AutoDiscovery: Autonomous Dataset Exploration
AI2 has released AutoDiscovery, an AI-powered research tool that fundamentally shifts how scientists approach data exploration. Unlike traditional AI research tools that require researchers to formulate hypotheses first, AutoDiscovery works in reverse: provide it a dataset and it autonomously generates hypotheses, designs statistical experiments, and surfaces novel findings researchers might never have considered.
The system operates overnight to comprehensively explore structured datasets, delivering a curated list of research directions with reproducible code, statistical results, and clear paths for follow-up investigation. AutoDiscovery evolved from a published research project with open-source code, refined through collaboration with domain experts across multiple disciplines.
Real-World Applications
Oncology: Dr. Kelly Paulson's team at Providence Swedish Cancer Institute used AutoDiscovery to analyze large clinical and genomic datasets from breast cancer and melanoma research. The tool confirmed expected findings (immune activity importance in melanoma, PI3K pathway relevance in breast cancer) while surfacing unexpected associations—such as strong immune response patterns in melanoma and lymph node spread risk factors in breast cancer—that weren't part of the team's initial hypotheses and are now undergoing validation.

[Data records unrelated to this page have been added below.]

PR #3231, opened 2024-10-09
libblkid: (probe): fix memory leak

maks-mishin:
Dynamic memory, referenced by 'v' is allocated, but not using and lost without free.

Found by static analyzer Svace.


karelzak:
No, see blkid_probe_assign_value(), where the library adds `v` to the `pr-values` list. The static analyzer probably does not understand the include/list.h.

PR #3232, opened 2024-10-09
libblkid: (superblocks): fix memory leak

maks-mishin:
Dynamic memory, referenced by 'v' is allocated and lost without free.

Found by static analyzer Svace.


karelzak:
It does not make sense to remove the value on success (return 0). Please read the code, and don't believe in static analyzers :-)

PR #3235, opened 2024-10-14
blk: allow to define the default block size as env var

VinceChang6637:
When the block size cannot be determined in HW, a default value of 512 bytes block size is used. For UFS on the board we need to support 4kB block size. Allow to set a different default value through the environment. We can use it when building a WIC file with Yocto.

### DIFF
--- a/include/blkdev.h
+++ b/include/blkdev.h
@@ -21,7 +21,7 @@
 # include <sys/mkdev.h>		/* major and minor on Solaris */
 #endif
 
-#define DEFAULT_SECTOR_SIZE       512
+#define DEFAULT_SECTOR_SIZE       blkdev_get_default_sector_size()
 
 #ifdef __linux__
 /* very basic ioctls, should be available everywhere */
@@ -125,6 +125,9 @@ int blkdev_get_size(int fd, unsigned long long *bytes);
 
 /* get 512-byte sector count */
 int blkdev_get_sectors(int fd, unsigned long long *sectors);
+
+/* get the default sector size if it cannot be determined by the kernel */
+int blkdev_get_default_sector_size(void);
 
 /* get hardware sector size */
 int blkdev_get_sector_size(int fd, int *sector_size);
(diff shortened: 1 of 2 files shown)


t-8ch:
It looks wrong to do this in util-linux.
Can you explain how exactly util-linux is used to determine the blocksize in your scenario?

Whatever tool is using util-linux (through blkid?) should have an explicit switch to configure the assumed block size.

VinceChang6637:
I'm refer to MTK's bsp to build WIC file for UFS. 
https://gitlab.com/mediatek/aiot/rity/meta-mediatek-bsp/-/blob/scarthgap/scripts/lib/wic/plugins/imager/direct-with-blksz.py#L572-607 

It use BLK_DEFAULT_SECTOR_SIZE variable to config 4096 block size for UFS.
```bash
exec_native_cmd("export BLK_DEFAULT_SECTOR_SIZE=%d; sfdisk --part-label %s %d %s" % \
                                         (self.sector_size, self.path, part.num,
                                          part.part_name), self.native_sysroot)
```

t-8ch:
The sfdisk file format supports a "sector-size: 4096" stanza. Did you try it with that?

You can build one sfdisk script out of all of your data and only need to run sfdisk once.

karelzak:
> The sfdisk file format supports a "sector-size: 4096" stanza. Did you try it with that?
> 
> You can build one sfdisk script out of all of your data and only need to run sfdisk once.

The script labels (like sector-size:) work when sfdisk edits the partition according to input from stdin (command_fdisk() in code), but it does not work for direct commands like --part-label. fdisk(8) has --sector-size. May be we need something like this also for sfdisk for people who use --part-* (etc.) commands.

There is also the minor problem that libfdisk, in some situations, uses libblkid to get, for example, info about filesystems, but it needs to inform libblkd about user-specified sector size. Affected are all libfdisk tools. I'll fix this minor issue.

karelzak:
Also note that "sector-size: 4096" in the sfdisk script defines the sector used for calculations in the script. The device can use a different size and libfdisk will recalculate the size to the size used by the device. 

I'll add --sector-size also to sfdisk and cfdisk to be compatible with fdisk.

VinceChang6637:
@t-8ch @karelzak, thanks for your help. Adding `--sector-size` to sfdisk is a good option for me.

PR #3246, opened 2024-10-20
Update chsh.1.adoc to avoid duplicates in man page

bearhoney:
The current man page for chsh (1) contains duplicate descriptions for both options -h and -V, one given explicitly (in more detail) and another each from a standard include file. 

Excluded  man-common/help-version.adoc  to avoid duplicate -h  and -V option descriptions in the man page for  chsh(1).


karelzak:
I did a small cleanup to the function, commit bc325a65d10ed6b136272fe64a67a042b81ae838.

PR #3247, opened 2024-10-21
nsenter: add pid-fd support

karelzak:


karelzak:
@Hello71, please, can you review and try this pid-fd attempt? Maybe @t-8ch can also review it :-)

karelzak:
I'll merge it. Let's test it on users :-)

sys-utils/nsenter.c
```diff
@@ -624,32 +728,20 @@ int main(int argc, char *argv[])
...
-					    nsfile->name);
-				else
-					continue;
-			}
-
-			close(nsfile->fd);
-			nsfile->fd = -1;
-		}
-	}
+	enter_namespaces(pid_fd, namespaces & ~CLONE_NEWUSER, 1);	/* ignore errors */
```
Hello71, line 737: I don't think it's necessary to remove CLONE_NEWUSER when using pidfd. It shouldn't cause permission issues when it would work otherwise, but it's a bit wasteful.

sys-utils/nsenter.c
```diff
@@ -557,25 +660,31 @@ int main(int argc, char *argv[])
...
+	if (namespaces || sock_fd >= 0 || do_user_parent) {
+		if (!namespace_target_pid)
+			errx(EXIT_FAILURE, _("no target PID specified"));
+
+		pid_fd = pidfd_open(namespace_target_pid, 0);
+		if (pid_fd < 0) {
+			if (sock_fd >= 0)
+				err(EXIT_FAILURE, _("failed to pidfd_open() for %d"), namespace_target_pid);
+			if (namespaces)
+				open_namespaces(namespaces);	/* fallback */
```
Hello71, line 684: Between Linux 5.3 and 5.7 inclusive, `pidfd_open` works but `setns` does not support pidfds. As `open_namespaces` is only called when `pidfd_open` fails, seems this breaks nsenter on those versions?

sys-utils/nsenter.c
```diff
@@ -128,32 +130,29 @@ static int env_fd = -1;
 static int uid_gid_fd = -1;
 static int cgroup_procs_fd = -1;
 
-static void set_parent_user_ns_fd(void)
+static inline struct namespace_file *__next_nsfile(struct namespace_file *n, int namespaces, bool enabled)
```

Marine Ecology: Researchers at Scripps Institution of Oceanography applied AutoDiscovery to 20+ years of rocky reef monitoring data from the Gulf of California. Beyond documenting known heatwave impacts, the system discovered mechanistic relationships between productivity across trophic levels that would have required extensive manual iteration to uncover. Researchers emphasized AutoDiscovery's transparency and interpretability as critical for building trust in AI-assisted science.
Social Science: Economist Sanchaita Hazra used AutoDiscovery to explore social and economic datasets, discovering that authors with doctoral degrees edited AI-generated abstracts substantially more than those with undergraduate or master's degrees—a significant finding her original research focus would have missed. She noted the tool condensed weeks of PhD-level regression analysis into hours.
Availability and Impact
AutoDiscovery is now available as an experimental feature in AstaLabs. Researchers can sign up for Asta Preview to gain early access. The tool represents a paradigm shift in research methodology: rather than replacing expert intuition, it surfaces hidden questions in datasets, allowing researchers to focus effort where it matters most.